### Exercise directions
I need each line of the entries below that includes the string "front".

*** Supplied information ***

PR #3907, opened 2017-06-30
Reveal Project Social Icons in Lab

### LINKED ISSUE #489: social media links on the project front page with a form to fill in on the project builder
low priority - if science teams are going to be encouraged to communicate their project's happenings and results with social media it would be nice if you could enter those links in the project builder and the twitter icon, g+ icon, and facebook icon would appear on the front page of the site. I think explicitly having those text boxes to fill in in the project builder would encourage project teams to set up such accounts.

wgranger:
Fixes #489 

Describe your changes.
This adds a social links editor to the project lab page. More info. can be found in the issue.

This proved to be a bit trickier than I first suspected, since a projects external links and social links are both contained in the same `project.urls` array, and I had to find a way to identify, edit, and separate a project's social links from regular external links. 

# Review Checklist

- [x] Does it work on mobile?

https://reveal-social-icons.pfe-preview.zooniverse.org/

## Optional

### DIFF
--- a/app/pages/lab/external-links-editor.jsx
+++ b/app/pages/lab/external-links-editor.jsx
@@ -95,6 +95,9 @@ export default class ExternalLinksEditor extends React.Component {
         link._key = Math.random();
       }
     }
+    const filterSocial = tableUrls.filter((url) => {
+      return !url.path;
+    });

*** End of Supplied information ***

### Exercise output
### LINKED ISSUE #489: social media links on the project front page with a form to fill in on the project builder
low priority - if science teams are going to be encouraged to communicate their project's happenings and results with social media it would be nice if you could enter those links in the project builder and the twitter icon, g+ icon, and facebook icon would appear on the front page of the site. I think explicitly having those text boxes to fill in in the project builder would encourage project teams to set up such accounts.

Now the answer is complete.